The cluster appears as a single device — no doubling of management complexity.

HA Key Terminology

Term Definition
FGCP Fortinet Clustering Protocol — the proprietary protocol FortiGate units use to elect a primary, sync config, and sync sessions.
Primary Unit The active FortiGate that processes all traffic, manages policies, and pushes config/session sync to secondaries.
Secondary Unit Standby unit(s) that receive synchronized configuration and sessions, ready to take over if the primary fails.
Heartbeat Dedicated HA link between cluster members used to exchange keepalives, configuration sync, and session sync.
Failover The process where a secondary unit detects primary failure and promotes itself to primary — typically under 1 second.
Session Sync Replication of active firewall sessions from primary to secondary so connections survive a failover without resetting.
HA Override Setting that controls whether a unit with higher priority always reclaims primary role after recovering from failure.
FGSP FortiGate Session Life Synchronization Protocol — peer-based session sync used in active-active behind external load balancers.
Virtual MAC In HA mode, FortiGate interfaces use virtual MAC addresses so upstream switches do not need to relearn MACs after failover.
Gratuitous ARP Sent by new primary after failover to update ARP caches of adjacent devices immediately.

2. How FortiGate HA Works

2.1 The Heartbeat Link

The heartbeat link is the backbone of FortiGate HA — a dedicated physical connection (or VLAN) between cluster members used exclusively for HA communication.
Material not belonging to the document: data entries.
Issue #687, opened 2026-07-29
test: no runner-side differential for numeric_string_fields folding (hash-verdict half done by #686)


azorej:
## Context

Found while revising the #675 substrate-parity plan against review. #675's differential parity test proves a `grading.yaml` key discriminates (satisfied scores above violated) on **both** grading substrates. For most keys the runner side is a pure function (`evaluate_transcript_rules`, `evaluate_jsonpath_checks`) callable at `canonical` tier with no services.

The hash family is the exception. The runner's hash evaluator is `RunnerServiceImpl._execute_hash_grading` (`runner/service.py:1539`), a service method that drives the db-service over HTTP: get stable hash → snapshot → reset → replay golden actions → restore. `compute_stable_hash` lives in the db-service (`env/json_db_service/app.py`) and `core/hash.py:258`. It cannot be exercised without the core Docker stack, and mocking the DB client to fake it would violate AGENTS.md rule 5 ("mocks hide problems, test real behavior") on the one test whose job is to detect substrate drift.

There is also no existing integration test to point the guard at. The only two integration tests that mention hash config are `tests/integration/test_docker_grading_jsonpath.py:80` (`hash_enabled: False` — deliberately off) and `tests/integration/test_runner_cleanup_trial_grpc.py:46` (`hash_enabled: True, golden_actions: []`, asserting cleanup behaviour, not a grade). Neither asserts a hash-graded verdict.

## Consequence

`state_checks.hash` (and its nested keys) and `state_checks.numeric_string_fields` land in the #675 manifest with `enforcement: FIELD_RESOLUTION_ONLY` — the guard proves the field exists and resolves on both config models, but not that both substrates actually score it. `numeric_string_fields` is the sharper gap: `docs/GRADING.md` explicitly promises it is "honored identically on both grading substrates (the core `GradingEngine`/`to_hashable` path and the runner gRPC/`compute_stable_hash` path)", and that promise is currently untested end-to-end on the runner side.

## Fix

An integration-tier test in the shape of `tests/integration/test_docker_grading_jsonpath.py` (testcontainer fixtures, real gRPC, no LLM, deterministic): `RegisterTrial` a task with `hash_enabled: True` and golden actions over a known `initial_state`, `GradeTrial`, and assert the verdict — one case matching the golden state and one diverging from it. Then a second pair differing only in whether a numeric-looking string field is listed in `numeric_string_fields`, which pins the documented folding promise on the production path.

[...]

Issue #686, opened 2026-07-29
fix(grading): state_checks.hash.weight is core-only, and the hash-vs-jsonpath combination rule differs between substrates


azorej:
## Context

Found while revising the #675 substrate-parity plan against review. Two related asymmetries in how the two grading substrates fold `state_checks.hash` together with `state_checks.jsonpaths`. Both are the class of drift #675's manifest exists to record, but fixing them changes verdicts and so does not belong inside #675.

## 1. `state_checks.hash.weight` has no runner counterpart

Core reads it: `core/grading/combine.py:122-124` → `hash_weight = hash_config.get("weight", 1.0)`, threaded into `StateChecker.grade` / `grade_tau_style`.

The runner has no weight concept anywhere on its hash path — `_execute_hash_grading` (`runner/service.py:1539-1546`) takes only `trial_id`, `trial_context`, `golden_actions`, `numeric_string_fields`, and the runner `StateChecksConfig` declares no hash-weight field. A pack that sets `state_checks.hash.weight` is honoured on the core substrate and silently ignored in production.

## 2. The combination rule itself differs

Given both a hash score and a jsonpath score, the two substrates combine them differently:

- **Core** — a weighted blend (`core/grading/state_checks.py:347` and `:555`):
  ```python
  final_score = (jsonpath_score * (1 - hash_weight)) + (hash_score * hash_weight)
  ```
- **Runner** — a product, with no weight (`runner/grading.py:838-840`, mirrored for the reported component at `runner/service.py:1242`):
  ```python
  active_components["state_checks"] = hash_score * jsonpath_score
  ```

For a task with `hash` and `jsonpaths` both active, these disagree for essentially every input. With the default `hash_weight=1.0`, core ignores the jsonpath score entirely (`1.0 * hash_score`) while the runner multiplies it in — so a task passing every hash check and half its jsonpath assertions scores `1.0` on core and `0.5` on the runner.

This is the deeper of the two problems: #1 is an ignored knob, #2 means the two substrates disagree on the composite `state_checks` score whenever both sources are configured.

## Why it is filed separately from #675

#675 records the asymmetry honestly in the key manifest (`state_checks.hash.weight` → `CORE_ONLY`, `state_checks.hash` → signal parity only, both pointing here). Fixing it means choosing one combination rule and moving verdicts for every task that configures hash and jsonpaths together, which is a deliberate scoring change, not a guard-rail bugfix.

## Fix

[...]

Issue #685, opened 2026-07-29
fix(grading): core transcript scoring averages four always-present buckets, so a disallowed-tool violation scores 0.75 instead of failing


azorej:
## Context

Discovered while planning #675 (substrate parity). Not that ticket's scope — #675 makes the two substrates *consume* the same keys; this issue is about the core substrate's *aggregation* being wrong independently of parity.

`TranscriptChecker.grade` (`tolokaforge/core/grading/transcript.py:96-134`) computes:

```python
scores = [contain_score, regex_score, turns_score, tools_score]
final_score = sum(scores) / len(scores)
```

Four buckets, always present, always weighted 1/4 each — regardless of how many rules the author actually declared.

## Two consequences

**1. A hard violation cannot fail the component.** A pack declaring `disallowed_tools: [delete_customer]` whose agent calls `delete_customer` scores `transcript_rules = 0.75`, not `0.0`:

```
CORE transcript verdict, disallowed tool called: 0.75
  | Missing required tools: write_file; Used disallowed tools: delete_customer
```

`check_tool_expectations` correctly returns `0.0` for the violation, but the three unconfigured buckets each contribute a free `1.0`.

**2. Adding a rule dilutes every other rule.** Because the denominator is a constant `4` rather than the number of declared rules, a task that declares only `max_turns` is graded 3/4 on rules it never wrote.

The runner substrate does not have this defect — `evaluate_transcript_rules` (`tolokaforge/runner/grading.py:250-286`) decomposes the config into one sub-check per declared field entry and scores `passed / total`, so an empty config is a no-op pass and a single violated rule in a single-rule config scores `0.0`.

## Why it is filed separately

Fixing it changes core-substrate verdicts for every task with `transcript_rules`, which moves canonical snapshots (`tests/canonical/snapshots/grading_paths/*.json`, `tests/canonical/test_grading_canon.py`). That is a deliberate, reviewable verdict change and does not belong inside a bugfix whose whole point is that the two substrates stop drifting silently.

## Fix

Give the core `TranscriptChecker` the same per-declared-sub-check decomposition the runner already uses: `score = passed_sub_checks / total_sub_checks`, empty config → `1.0`. That also makes `transcript_rules` a `BOTH_SCORE_PARITY` key in the #675 manifest instead of signal-parity-only.

## Acceptance

- A single-rule `transcript_rules` config whose rule is violated scores `0.0` on the core substrate.
- An empty `transcript_rules` config scores `1.0`.
[...]

Issue #679, opened 2026-07-29
feat: Trace-check validation — load-time schema checks and a pre-run gate


azorej:
## Context

A mistyped tool name, a nonexistent argument, an uncompilable regex, or an unsatisfiable count bound in a trace check produces a silently mis-graded run — or, worse, grades the *agent* down for the author's typo (this is the existing behaviour for an invalid disallow-regex, which becomes a failing sub-check rather than an authoring error). Because trace checks reference the task's own tool schemas, almost all of these are catchable before anything runs.

Task validation already exists as a CLI command, and the run pipeline already has a precedent for a pre-flight abort that inspects every selected task and refuses to start while naming the offending tasks. This ticket generalises both to cover trace checks.

## Deliverables

- [ ] Task validation rejects trace-check config with: unknown/duplicate constraint ids, dangling references, tool names absent from the task's declared tool set, argument names absent from the referenced tool's schema, argument value types that contradict the schema, operators applied to incompatible types, regexes that do not compile, and empty (match-everything) matchers
- [ ] Task validation rejects semantically unsatisfiable constraints: self-ordering, contradictory count bounds, absence-required matchers used in ordering, single-path alternatives
- [ ] The existing grading validation entry point is generalised from its current judge-only scope to validate every grading component
- [ ] A **pre-run gate** validates trace checks for every selected task and aborts the run before any trial executes, naming the offending tasks and the specific problem
- [ ] Hard schema errors always abort; advisory findings are toggleable via run config and default to on
- [ ] The tier-1 tool-name and argument-name sweep also covers `transcript_rules.tool_expectations` (`required_tools` / `disallowed_tools`), not only `trace_checks` matchers
- [ ] The sweep rejects `state_checks.hash.expected_state_hash` declared without `hash.enabled: true` — a silent no-op on **both** substrates today, so not drift, but it cannot be intentional
- [ ] Weighting is validated: negative weights, a non-gate weight set summing to zero (a division by zero), a weight declared on a gate constraint, and a path with no constraints all fail at load
- [ ] Docs: what is validated, when, and how to interpret each failure

## Acceptance Criteria

- A task with a mistyped tool name in a trace check fails `validate` with a message naming the tool and listing the task's real tools
- A task with an argument name absent from the tool's schema fails `validate`
- An uncompilable regex fails at validate time rather than grading the agent down at run time
- Starting a run with any invalid trace-check task aborts before the first trial and names every offending task
[...]

PR #699, opened 2026-07-30
fix(grading): substrate-parity contract for every grading.yaml key

### LINKED ISSUE #675: fix: tool_expectations and env_assertions are silently ignored on the runner grading path
## Context

Two `grading.yaml` keys are honoured by the core `GradingEngine` (the substrate canonical tests exercise) but never consumed by the runner, which is the **production** grading path. A task that ships `transcript_rules.tool_expectations` or `state_checks.env_assertions` today gets **zero grading signal from that key, with no warning** — the value is either dropped during task-description translation or accepted by the runner config and never evaluated.

This is a silent-failure violation of AGENTS.md rule 1, and it is exactly the class of drift the incoming trace-checks work must not repeat. Fixing it first establishes the guard rail.

## Deliverables

- [ ] `transcript_rules.tool_expectations` (`required_tools` / `disallowed_tools`) produces real grading signal on the runner path
- [ ] `state_checks.env_assertions` produces real grading signal on the runner path
- [ ] A **substrate-parity test** enumerates every supported `grading.yaml` key and fails when a key is consumed by one grading substrate but not the other
- [ ] Any `grading.yaml` key that reaches the runner and cannot be evaluated fails loud rather than no-opping
- [ ] `docs/GRADING.md` and `docs/REFERENCE.md` describe the true behaviour of both keys, per substrate

## Acceptance Criteria

- A task pack declaring `disallowed_tools` that the agent then calls **fails** on a runner-backed run (today it passes)
- A task pack declaring an `env_assertion` grades differently when that assertion is violated (today the score is identical)
- Adding a new `grading.yaml` key to only one substrate fails CI with a message naming the key and the missing substrate
- Every example pack either keeps its current score, or the change is explained in the PR

## Design Decisions

- **Implement both keys rather than delete them**, because `disallowed_tools` is minefield-shaped behaviour the trace-checks work needs regardless, and `env_assertions` is tau2 compatibility surface we advertise. Deleting them loudly is an acceptable fallback if implementation turns out to be disproportionate — silently leaving them is not.
- **Parity is enforced by a test, not by convention**, because the drift already happened silently on two separate keys. Convention demonstrably does not hold here.
- **Unevaluatable keys fail loud**, because the failure mode being fixed is precisely a config key that looks honoured and is not.

## Out of Scope

- New matching operators, ordering, or any part of `trace_checks` itself
- Reworking how the two grading substrates are structured — this ticket makes them agree, it does not merge them

## Open Questions

- Confirm the implement-rather-delete call above. If either key should be dropped instead, say so before work starts — it materially changes the ticket.

azorej:
## Summary

- **Every author-facing `grading.yaml` key is now enumerated in one machine-readable manifest** that both grading substrates and the tests consume, declaring per key what kind of key it is, which substrates evaluate it, at what enforcement tier, with which evaluator — and when only one substrate consumes it, why, plus the issue that closes the gap.
- **`transcript_rules.tool_expectations` produces real grading signal on the production runner path.** A task declaring `disallowed_tools` that the agent then calls now fails a runner-backed run; previously it passed clean at `score=1.0`.
- **`state_checks.env_assertions` and `state_checks.db_hash_check` are rejected at config load** with a migration error naming the replacement. Neither ever produced grading signal on either substrate.
- **A populated-but-unaccounted scored key now fails `GradeTrial` loud** instead of grading silently, and every deliberate skip is recorded with its reason and surfaced in `grade.reasons`.

## Why this exists

Two grading substrates evaluate a trial — the in-process core `GradingEngine` that `tests/canonical/` exercises, and the runner's gRPC `GradeTrial` path that production actually grades on. Nothing enumerated which keys each one consumes, and the YAML→runner translation is hand-written key by key with no completeness check. **There was no artifact that could be wrong**, so four author-facing keys had drifted into silent no-ops without anything noticing.

Enumerating them turned up a consistent pattern worth stating plainly: **the core substrate systematically scores more leniently than the runner.** A green canonical suite has therefore been overstating the shipped verdict, in several independent places. The follow-ups below are that finding, itemised.

## Design choices

- **The manifest carries two orthogonal axes, not one.** `KeyKind` (scored check / config input / aggregation) and `Enforcement` (canonical differential / integration differential / field resolution only). Coverage alone conflates three different kinds of key: config inputs are consumed at `RegisterTrial`, before `GradeTrial` exists, so they can never be "evaluated". Scoping both the differential test and the runtime ledger to scored checks is what keeps each honest — an earlier draft without it would have failed `GradeTrial` on **every task using `id_fields`**.
- **The exemption sets live in the test module, never beside the manifest**, each asserted as set equality against a computed set. A constant sitting next to the data it guards can be widened by the same data change it exists to catch. Widening an exemption now requires a reviewable edit to a test file in the same commit.
- **Keys whose real evaluator needs live services are tiered off canonical-tier differential enforcement rather than mocked.** The runner's hash evaluator drives the db-service over HTTP; `db_probes` opens a real connection per probe. Mocking either to make an anti-drift test pass would defeat the guard's purpose.
- **Parity fixtures are `grading.yaml` text driven through the real loaders**, not hand-built config objects. The two substrates use different names for the same author key, and the drift happened in the code that reconciles them — a hand-built fixture would mirror that aliasing by hand and pass while the real translation drops the key.
- **The runtime ledger records skips with reasons, not just evaluations.** Four legitimate skip paths exist. Treating a skip as unaccounted would error trials that grade correctly today, including degenerate ones — which would collide with #677, whose whole point is that those score badly rather than error.
- **"Populated" means non-empty, not present**, because a dump that excludes defaults cannot distinguish an explicitly-written empty list from an unset field, and an empty check has nothing to evaluate. The same boundary decides the removal in stage 3: a pack that *asks for* removed behaviour fails loud; an inert default still loads.
- **`env_assertions` was removed rather than implemented.** Both keys arrived in the initial open-source release, and `tolokaforge/tasks/` has never existed in this repository on any branch — zero commits ever touched that path — so the assertion modules its evaluator resolved were never present. It was dead on arrival, not a regression. Because the load failure hard-zeroed the *entire* `state_checks` component, a pack declaring it scored `0.0` regardless of agent behaviour, so **removal can only raise an affected pack's score**. The external task-pack corpus could not be checked from this repo; the CHANGELOG is written to teach an affected author what happened rather than to claim the corpus was verified clean.
- **Shared models are declared runner-side and re-exported core-side.** `core/models.py` already imports a dozen names *from* `runner/models.py` at top of file, so the reverse direction is a cycle no import ordering can break — and the import-boundary test would **not** catch it, because `core.models` is a permitted runner surface, making it a plain runtime failure rather than a lock violation.

## Concepts introduced

**Substrate parity** — the property that a `grading.yaml` key is consumed by both grading substrates, declared per key rather than assumed, with asymmetries recorded as classified, issue-tracked exemptions instead of living as undocumented drift.

**Key kind vs enforcement** — two orthogonal axes. *Kind* says what a key is for; *enforcement* says how strongly parity is proven for it. Separating them is what lets a key whose evaluator needs live services be honestly declared rather than either mocked or silently exempted.

**Accounted keys** — a grade-time ledger distinguishing three states: *evaluated*, *skipped for this stated reason*, and *populated but unaccounted*. Only the third is a failure. The distinction is the whole mechanism: it converts "nothing read this key" from a silent pass into a loud, named failure.

**The enumeration ceiling** — documented explicitly rather than left implied. The guard introspects declared model fields, so author keys consumed through untyped dicts are structurally outside it. A green parity suite proves each key *discriminates*; it does not prove the discrimination is *correct*.

## Plan

# Plan: substrate-parity guard rail + `tool_expectations` on the runner path

Issue: #675 (sub-issue of epic #684, milestone 28 "Deterministic trace checks")
Branch: work lands on the integration branch `feat/deterministic-trace-checks` (already created off `main`) — **not** `main`

## Context

Two `grading.yaml` keys were reported as silently ignored on the runner (production)
grading path. Reproducing them by running (not reading) confirmed both reports and
uncovered **two more instances of the same drift, plus a worse problem with one of the
two reported keys**. Every claim below was produced by executing the code, and the exact
output is quoted.

**Reproduction 1 — `transcript_rules.tool_expectations` is dropped in translation.**
`NativeAdapter` loads it into the core config and never passes it to the runner:

```
CORE   transcript_rules: {..., 'tool_expectations': {'required_tools': ['browser', 'write_file'], 'disallowed_tools': []}, ...}
RUNNER transcript_rules: {'must_contain': [], 'disallow_regex': [], 'max_turns': 15, 'required_actions': [], 'communicate_info': []}
RUNNER TranscriptRulesConfig fields: ['must_contain', 'disallow_regex', 'max_turns', 'required_actions', 'communicate_info']
```

(`tests/data/tasks/browser_basic` through `NativeAdapter.get_grading_config` vs
`NativeAdapter.to_task_description`.) The runner substrate then grades a violation as a
clean pass:

```
RUNNER transcript verdict with a called disallowed tool: passed=True score=1.0 details=[]
CORE   transcript verdict same violation: 0.75 | Missing required tools: write_file; Used disallowed tools: delete_customer
```

**Reproduction 2 — `state_checks.env_assertions` is worse than reported: it is
non-functional on *both* substrates.** The runner declares it and never evaluates it
(`env_assertions` appears nowhere in `runner/grading.py` or the grading path in
`runner/service.py`). The core substrate *attempts* it and always fails, because
`EnvironmentEvaluator.load_assertion_function` resolves assertion functions from
`tolokaforge.tasks.<domain>.assertions` / `tolokaforge/tasks/<domain>/assertions.py` —
and `tolokaforge/tasks/` **does not exist in this repository** (task packs are external,
Known Gotcha #10). Both the satisfying and the violating state hard-zero:

```
CORE SATISFIED: score=0.0 state_checks=0.0 pass=False
   reasons: Assertion failed: assert_order_cancelled({'order_id': 'O1'}) - Error evaluating assertion:
            Failed to load assertions module for domain retail: Assertion module not found:
            /workspaces/tolokaforge/tolokaforge/tasks/retail/assertions.py
CORE VIOLATED:  score=0.0 state_checks=0.0 pass=False
   reasons: <identical>
```

So `env_assertions` has never produced grading signal anywhere. **Git archaeology confirms
it was dead on arrival, not a regression**: both keys arrived in the initial open-source
release commit (`2151fff`, 2026-04-17), and `tolokaforge/tasks/` has never existed in this
repository's history — `git log --all -- 'tolokaforge/tasks'` returns zero commits and
`git log --all --diff-filter=A -- '**/assertions.py'` returns none, so no assertion module
has ever existed on any branch. There is also a key-name split in the translation:
`native.py:658` reads `assertion.get("tool_name")` into `func_name`, while the core
`StateChecksConfig` parses `func_name` — the same YAML block needs two different key names
depending on which substrate reads it.

**Two further drifted keys, not in the ticket.**

- `state_checks.db_probes` — declared on the **core** `StateChecksConfig`
  (`core/models.py:1449`) and never read by the core `GradingEngine` (`db_probes` does
  not appear in `core/grading/combine.py`). Inverse-direction drift.
- `state_checks.db_hash_check` — declared and evaluated core-side
  (`core/models.py:1448`, `environment_evaluator.py:193`), **dropped in translation** to
  the runner exactly like `tool_expectations`. It also silently passes when enabled with
  no expected hash — `tests/unit/grading/test_evaluators.py:242-250` pins
  `score == 1.0` for `db_hash_check=True` with no hash, an AGENTS.md rule 1 violation
  baked into a test.

**And a fifth, found during revision (now #686):** `state_checks.hash.weight` is read
core-side (`combine.py:122-124`) and has no runner counterpart at all — but the deeper
problem is that the two substrates use *different composition rules* for hash against
jsonpaths. Core blends (`state_checks.py:347`, `:555`:
`jsonpath_score * (1 - hash_weight) + hash_score * hash_weight`); the runner multiplies
(`grading.py:840`: `hash_score * jsonpath_score`). At the default `hash_weight=1.0` a
task passing every hash check and half its jsonpath assertions scores `1.0` core-side and
`0.5` on the runner.

**Why the drift was invisible.** The adapter's YAML→runner translation
(`native.py:636-754`) is hand-written key by key with no completeness check, and nothing
anywhere enumerates the supported key set. There is no artifact that can be wrong.

**Blast radius on in-repo packs is nil.**
`grep -rn "env_assertions\|tool_expectations\|db_hash_check" examples/` returns no matches
across all 27 `examples/**/grading.yaml` files. Only
`tests/data/tasks/{browser_basic,calc_basic}` declare `tool_expectations`. **The external
task-pack corpus is NOT covered by this measurement** — `tasks/` does not exist in this
checkout (gotcha #10), so it could not be greped from here. See Stage 3's dispatch
precondition.

## Goal

1. Every author-facing `grading.yaml` key is enumerated in **one machine-readable
   manifest** that both substrates and the tests consume, declaring per key what kind of
   key it is, which substrate evaluates it, with which evaluator, at what enforcement
   tier, and — when not both — *why not*.
2. Four tests make the manifest load-bearing: a key cannot be added to either config
   model without an entry; a scored key claiming both substrates must demonstrably move
   both substrates' scores; a key claiming the runner must survive adapter translation;
   the exemption set is frozen in the test module so widening it is a reviewable edit.
3. `transcript_rules.tool_expectations` produces real grading signal on the runner path,
   including a `disallowed_tools` violation failing a runner-backed run.
4. A populated *scored-check* key that reaches the runner with neither an evaluator nor a
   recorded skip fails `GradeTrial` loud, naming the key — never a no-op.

FortiGate sends heartbeat packets every 200ms by default. If a unit misses a configurable number of consecutive heartbeat packets from the primary, it triggers a failover election.

Minimum: one heartbeat interface per cluster pair. Best practice: two heartbeat links on different physical interfaces for redundancy.

Heartbeat traffic is tagged with VLAN 999 by default — do not place other traffic on this link.

Heartbeat link carries: configuration synchronization, session table sync, and cluster management traffic.

Heartbeat interfaces should be directly connected between cluster members — no intervening switches unless absolutely necessary.

2.2 Primary Election

When the cluster forms or a failover occurs, FGCP elects a primary unit using the following criteria in order of priority:

Priority Election Criterion Detail
1stConnected monitored portsUnit with more monitored interfaces UP wins — ensures traffic can actually flow.
2ndHA priority valueConfigurable 0–255; higher value wins. Default 128 on all units — set primary to 200+.
3rdFortiGate uptimeUnit that has been up longer wins — prevents unnecessary failovers after reboot.
4thSerial numberHighest serial number wins — deterministic tiebreaker when all else is equal.

 Key Insight: If a monitored interface goes down on the primary, the secondary immediately has more UP monitored ports and wins the election — even if the primary is still running. This is the primary failover trigger for link failure scenarios.

2.3 Configuration Synchronization

All configuration changes made on the primary unit are automatically synchronized to all secondary units in real time. This includes:

 Policies & Rules

  • Firewall policies & NAT rules
  • VPN configurations
  • Routing tables & SD-WAN rules

 Security & Auth

  • User & device auth databases
  • IPS, AV, web filter signatures
  • IPsec SA & SSL-VPN states

⚙️ System Settings

  • Interfaces, DNS, NTP
  • System-wide configurations
  • All policy objects & profiles

⚠️ Exception: Each unit retains its own individual management IP, hostname, and HA-specific settings. These are NOT synchronized — they must be configured independently on each unit.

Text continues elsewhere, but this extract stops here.